Top of Given data

PR #6, opened 2018-01-24
define telemetry protocol

### LINKED ISSUE #4: Create proto file for telemetry plugin

JonasVautherin:
Fixes #4.

### DIFF
--- a/telemetry/telemetry.proto
+++ b/telemetry/telemetry.proto
@@ -6,15 +6,90 @@ option java_package = "io.dronecore.telemetry";
 option java_outer_classname = "TelemetryProto";
 
 service TelemetryService {
-    rpc SubscribePosition(SubscribePositionRequest) returns(stream Position) {}
+    rpc SubscribePosition(SubscribePositionRequest) returns(stream PositionResponse) {}
+    rpc SubscribeHome(SubscribeHomeRequest) returns(stream HomeResponse) {}
+    rpc SubscribeInAir(SubscribeInAirRequest) returns(stream InAirResponse) {}
+    rpc SubscribeArmed(SubscribeArmedRequest) returns(stream ArmedResponse) {}
+    rpc SubscribeAttitudeQuaternion(SubscribeAttitudeQuaternionRequest) returns(stream AttitudeQuaternionResponse) {}
+    rpc SubscribeAttitudeEuler(SubscribeAttitudeEulerRequest) returns(stream AttitudeEulerResponse) {}
+    rpc SubscribeCameraAttitudeQuaternion(SubscribeCameraAttitudeQuaternionRequest) returns(stream CameraAttitudeQuaternionResponse) {}
+    rpc SubscribeCameraAttitudeEuler(SubscribeCameraAttitudeEulerRequest) returns(stream CameraAttitudeEulerResponse) {}
+    rpc SubscribeGroundSpeedNED(SubscribeGroundSpeedNEDRequest) returns(stream GroundSpeedNEDResponse) {}
+    rpc SubscribeGPSInfo(SubscribeGPSInfoRequest) returns(stream GPSInfoResponse) {}
+    rpc SubscribeBattery(SubscribeBatteryRequest) returns(stream BatteryResponse) {}
+    rpc SubscribeFlightMode(SubscribeFlightModeRequest) returns(stream FlightModeResponse) {}
+    rpc SubscribeHealth(SubscribeHealthRequest) returns(stream HealthResponse) {}
+    rpc SubscribeRCStatus(SubscribeRCStatusRequest) returns(stream RCStatusResponse) {}
 }
 
-message UUID {
-    uint64 value = 1;
+message SubscribePositionRequest {}
+message PositionResponse {
+    Position position = 1;
 }
 
-message SubscribePositionRequest {
-    UUID uuid = 1;
+message SubscribeHomeRequest {}
+message HomeResponse {
+    Position home = 1;
+}
+
+message SubscribeInAirRequest {}
+message InAirResponse {
+    bool is_in_air = 1;
+}
+
+message SubscribeArmedRequest {}
+message ArmedResponse {
+   bool is_armed = 1;
+}
+
+message SubscribeAttitudeQuaternionRequest {}
+message AttitudeQuaternionResponse {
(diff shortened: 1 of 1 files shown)


telemetry/telemetry.proto
```diff
@@ -6,15 +6,90 @@ option java_package = "io.dronecore.telemetry";
...
+    rpc SubscribeAttitudeEuler(SubscribeAttitudeEulerRequest) returns(stream AttitudeEulerResponse) {}
+    rpc SubscribeCameraAttitudeQuaternion(SubscribeCameraAttitudeQuaternionRequest) returns(stream CameraAttitudeQuaternionResponse) {}
+    rpc SubscribeCameraAttitudeEuler(SubscribeCameraAttitudeEulerRequest) returns(stream CameraAttitudeEulerResponse) {}
+    rpc SubscribeGroundSpeedNED(SubscribeGroundSpeedNEDRequest) returns(stream GroundSpeedNEDResponse) {}
+    rpc SubscribeGPSInfo(SubscribeGPSInfoRequest) returns(stream GPSInfoResponse) {}
+    rpc SubscribeBattery(SubscribeBatteryRequest) returns(stream BatteryResponse) {}
+    rpc SubscribeFlightMode(SubscribeFlightModeRequest) returns(stream FlightModeResponse) {}
+    rpc SubscribeHealth(SubscribeHealthRequest) returns(stream HealthResponse) {}
+    rpc SubscribeRCStatus(SubscribeRCStatusRequest) returns(stream RCStatusResponse) {}
 }
```
shakthi-prashanth-m: How do we handle `Unsubscribe()` ? ; we pass `nullptr` in case of  C++.

julianoes:
@JonasVautherin actually what's your opinion on?

`SubscribeRCStatus` vs `SubscribeRcStatus`

JonasVautherin:
@julianoes: I'm okay with both. I just copied "RCStatus" from telemetry_impl.h, but if you find it more readable I can change it to SubscribeRcStatus without a problem.

I see RC the same way as GPS, that we usually don't write as "Gps" (again, I don't have a very strong opinion on that). I have a stronger opinion on "Takeoff" because it is one word (see [Wikipedia](https://en.wikipedia.org/wiki/Takeoff)).

telemetry/telemetry.proto
JonasVautherin: That's a good question.

I see two ways:

1. Maybe we can have an `Unsubscribe*` equivalent for each stream, which would make the stream end. I am not sure how clean that is on the server side.
2. (Currently my preferred one) we let the client unsubscribe from the stream whenever it wants, in a pubsub manner.

I checked online on how to make the client unsubscribe from a server stream in gRPC, and [found this for Java](https://github.com/grpc/grpc-java/pull/3115). It allows the client to "cancel" a server stream. I therefore assumed that it should be possible to do that from other languages, but it's right that we will need to test it more thoroughly.

shakthi-prashanth-m: OK Cool.

telemetry/telemetry.proto
```diff
@@ -23,3 +98,68 @@ message Position {
...
+    int32 num_satellites = 1;
+    FixType fix_type = 2;
+}
+
+enum FixType {
+    NO_GPS = 0;
+    NO_FIX = 1;
+    FIX_2D = 2;
+    FIX_3D = 3;
+    FIX_DGPS = 4;
```
shakthi-prashanth-m: Missing **5: RTK float**, **6: RTK fixed**

telemetry/telemetry.proto
```diff
@@ -23,3 +98,68 @@ message Position {
...
+}
+
+message Battery {
+    float voltage = 1;
```
shakthi-prashanth-m: It should be `voltage_v` with units.

telemetry/telemetry.proto
```diff
@@ -23,3 +98,68 @@ message Position {
...
+    MISSION = 3;
+    RETURN_TO_LAUNCH = 4;
+    LAND = 5;
+    OFFBOARD = 6;
+    FOLLOW_ME = 7;
+    UNKNOWN = 1000;
+}
+
+message Health {
+    bool is_gyrometer_calibration_ok = 1;
```
shakthi-prashanth-m: Nice! `is_` is more readable!

telemetry/telemetry.proto
```diff
@@ -23,3 +98,68 @@ message Position {
...
+    bool is_accelerometer_calibration_ok = 2;
+    bool is_magnetometer_calibration_ok = 3;
+    bool is_level_calibration_ok = 4;
+    bool is_local_position_ok = 5;
+    bool is_global_position_ok = 6;
+    bool is_home_position_ok = 7;
+}
+
+message RCStatus {
+    bool was_available_once = 1;
```
shakthi-prashanth-m: This one's Nice too! Its more meaningful to say `was_available_once = true`,

telemetry/telemetry.proto
```diff
@@ -23,3 +98,68 @@ message Position {
...
+    float z = 4;
+}
+
+message EulerAngle {
+    float roll_deg = 1;
+    float pitch_deg = 2;
+    float yaw_deg = 3;
+}
+
+message SpeedNED {
```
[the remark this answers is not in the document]
JonasVautherin: Yeah but both `GroundSpeedNED` and `AirSpeedNED` are "NED" speeds, right? We have a `SpeedNED` in the `GroundSpeedNEDResponse`, but if we had an `AirSpeedNEDResponse`, we could reuse it, couldn't we?

telemetry/telemetry.proto
JonasVautherin: Oh, interesting! I copied a comment in the telemetry plugin. Adding that right away!

JonasVautherin: My bad, I misread the comment actually -_-

telemetry/telemetry.proto
JonasVautherin: Good catch!

telemetry/telemetry.proto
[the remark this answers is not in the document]
shakthi-prashanth-m: Yeah, true; we can reuse.

julianoes:
Ok let's leave it as is.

Bottom of Given data

- _Description of the task_
Copy out every entry above exactly.

- _Expected answer_
PR #6, opened 2018-01-24
define telemetry protocol

### LINKED ISSUE #4: Create proto file for telemetry plugin

JonasVautherin:
Fixes #4.

### DIFF
--- a/telemetry/telemetry.proto
+++ b/telemetry/telemetry.proto
@@ -6,15 +6,90 @@ option java_package = "io.dronecore.telemetry";
 option java_outer_classname = "TelemetryProto";
 
 service TelemetryService {
-    rpc SubscribePosition(SubscribePositionRequest) returns(stream Position) {}
+    rpc SubscribePosition(SubscribePositionRequest) returns(stream PositionResponse) {}
+    rpc SubscribeHome(SubscribeHomeRequest) returns(stream HomeResponse) {}
+    rpc SubscribeInAir(SubscribeInAirRequest) returns(stream InAirResponse) {}
+    rpc SubscribeArmed(SubscribeArmedRequest) returns(stream ArmedResponse) {}
+    rpc SubscribeAttitudeQuaternion(SubscribeAttitudeQuaternionRequest) returns(stream AttitudeQuaternionResponse) {}
+    rpc SubscribeAttitudeEuler(SubscribeAttitudeEulerRequest) returns(stream AttitudeEulerResponse) {}
+    rpc SubscribeCameraAttitudeQuaternion(SubscribeCameraAttitudeQuaternionRequest) returns(stream CameraAttitudeQuaternionResponse) {}
+    rpc SubscribeCameraAttitudeEuler(SubscribeCameraAttitudeEulerRequest) returns(stream CameraAttitudeEulerResponse) {}
+    rpc SubscribeGroundSpeedNED(SubscribeGroundSpeedNEDRequest) returns(stream GroundSpeedNEDResponse) {}
+    rpc SubscribeGPSInfo(SubscribeGPSInfoRequest) returns(stream GPSInfoResponse) {}
+    rpc SubscribeBattery(SubscribeBatteryRequest) returns(stream BatteryResponse) {}
+    rpc SubscribeFlightMode(SubscribeFlightModeRequest) returns(stream FlightModeResponse) {}
+    rpc SubscribeHealth(SubscribeHealthRequest) returns(stream HealthResponse) {}
+    rpc SubscribeRCStatus(SubscribeRCStatusRequest) returns(stream RCStatusResponse) {}
 }
 
-message UUID {
-    uint64 value = 1;
+message SubscribePositionRequest {}
+message PositionResponse {
+    Position position = 1;
 }
 
-message SubscribePositionRequest {
-    UUID uuid = 1;
+message SubscribeHomeRequest {}
+message HomeResponse {
+    Position home = 1;
+}
+
+message SubscribeInAirRequest {}
+message InAirResponse {
+    bool is_in_air = 1;
+}
+
+message SubscribeArmedRequest {}
+message ArmedResponse {
+   bool is_armed = 1;
+}
+
+message SubscribeAttitudeQuaternionRequest {}
+message AttitudeQuaternionResponse {
(diff shortened: 1 of 1 files shown)


telemetry/telemetry.proto
```diff
@@ -6,15 +6,90 @@ option java_package = "io.dronecore.telemetry";
...
+    rpc SubscribeAttitudeEuler(SubscribeAttitudeEulerRequest) returns(stream AttitudeEulerResponse) {}
+    rpc SubscribeCameraAttitudeQuaternion(SubscribeCameraAttitudeQuaternionRequest) returns(stream CameraAttitudeQuaternionResponse) {}
+    rpc SubscribeCameraAttitudeEuler(SubscribeCameraAttitudeEulerRequest) returns(stream CameraAttitudeEulerResponse) {}
+    rpc SubscribeGroundSpeedNED(SubscribeGroundSpeedNEDRequest) returns(stream GroundSpeedNEDResponse) {}
+    rpc SubscribeGPSInfo(SubscribeGPSInfoRequest) returns(stream GPSInfoResponse) {}
+    rpc SubscribeBattery(SubscribeBatteryRequest) returns(stream BatteryResponse) {}
+    rpc SubscribeFlightMode(SubscribeFlightModeRequest) returns(stream FlightModeResponse) {}
+    rpc SubscribeHealth(SubscribeHealthRequest) returns(stream HealthResponse) {}
+    rpc SubscribeRCStatus(SubscribeRCStatusRequest) returns(stream RCStatusResponse) {}
 }
```
shakthi-prashanth-m: How do we handle `Unsubscribe()` ? ; we pass `nullptr` in case of  C++.

julianoes:
@JonasVautherin actually what's your opinion on?

`SubscribeRCStatus` vs `SubscribeRcStatus`

JonasVautherin:
@julianoes: I'm okay with both. I just copied "RCStatus" from telemetry_impl.h, but if you find it more readable I can change it to SubscribeRcStatus without a problem.

I see RC the same way as GPS, that we usually don't write as "Gps" (again, I don't have a very strong opinion on that). I have a stronger opinion on "Takeoff" because it is one word (see [Wikipedia](https://en.wikipedia.org/wiki/Takeoff)).

telemetry/telemetry.proto
JonasVautherin: That's a good question.

I see two ways:

1. Maybe we can have an `Unsubscribe*` equivalent for each stream, which would make the stream end. I am not sure how clean that is on the server side.
2. (Currently my preferred one) we let the client unsubscribe from the stream whenever it wants, in a pubsub manner.

I checked online on how to make the client unsubscribe from a server stream in gRPC, and [found this for Java](https://github.com/grpc/grpc-java/pull/3115). It allows the client to "cancel" a server stream. I therefore assumed that it should be possible to do that from other languages, but it's right that we will need to test it more thoroughly.

shakthi-prashanth-m: OK Cool.

telemetry/telemetry.proto
```diff
@@ -23,3 +98,68 @@ message Position {
...
+    int32 num_satellites = 1;
+    FixType fix_type = 2;
+}
+
+enum FixType {
+    NO_GPS = 0;
+    NO_FIX = 1;
+    FIX_2D = 2;
+    FIX_3D = 3;
+    FIX_DGPS = 4;
```
shakthi-prashanth-m: Missing **5: RTK float**, **6: RTK fixed**

telemetry/telemetry.proto
```diff
@@ -23,3 +98,68 @@ message Position {
...
+}
+
+message Battery {
+    float voltage = 1;
```
shakthi-prashanth-m: It should be `voltage_v` with units.

telemetry/telemetry.proto
```diff
@@ -23,3 +98,68 @@ message Position {
...
+    MISSION = 3;
+    RETURN_TO_LAUNCH = 4;
+    LAND = 5;
+    OFFBOARD = 6;
+    FOLLOW_ME = 7;
+    UNKNOWN = 1000;
+}
+
+message Health {
+    bool is_gyrometer_calibration_ok = 1;
```
shakthi-prashanth-m: Nice! `is_` is more readable!

telemetry/telemetry.proto
```diff
@@ -23,3 +98,68 @@ message Position {
...
+    bool is_accelerometer_calibration_ok = 2;
+    bool is_magnetometer_calibration_ok = 3;
+    bool is_level_calibration_ok = 4;
+    bool is_local_position_ok = 5;
+    bool is_global_position_ok = 6;
+    bool is_home_position_ok = 7;
+}
+
+message RCStatus {
+    bool was_available_once = 1;
```
shakthi-prashanth-m: This one's Nice too! Its more meaningful to say `was_available_once = true`,

telemetry/telemetry.proto
```diff
@@ -23,3 +98,68 @@ message Position {
...
+    float z = 4;
+}
+
+message EulerAngle {
+    float roll_deg = 1;
+    float pitch_deg = 2;
+    float yaw_deg = 3;
+}
+
+message SpeedNED {
```
[the remark this answers is not in the document]
JonasVautherin: Yeah but both `GroundSpeedNED` and `AirSpeedNED` are "NED" speeds, right? We have a `SpeedNED` in the `GroundSpeedNEDResponse`, but if we had an `AirSpeedNEDResponse`, we could reuse it, couldn't we?

telemetry/telemetry.proto
JonasVautherin: Oh, interesting! I copied a comment in the telemetry plugin. Adding that right away!

JonasVautherin: My bad, I misread the comment actually -_-

telemetry/telemetry.proto
JonasVautherin: Good catch!

telemetry/telemetry.proto
[the remark this answers is not in the document]
shakthi-prashanth-m: Yeah, true; we can reuse.

julianoes:
Ok let's leave it as is.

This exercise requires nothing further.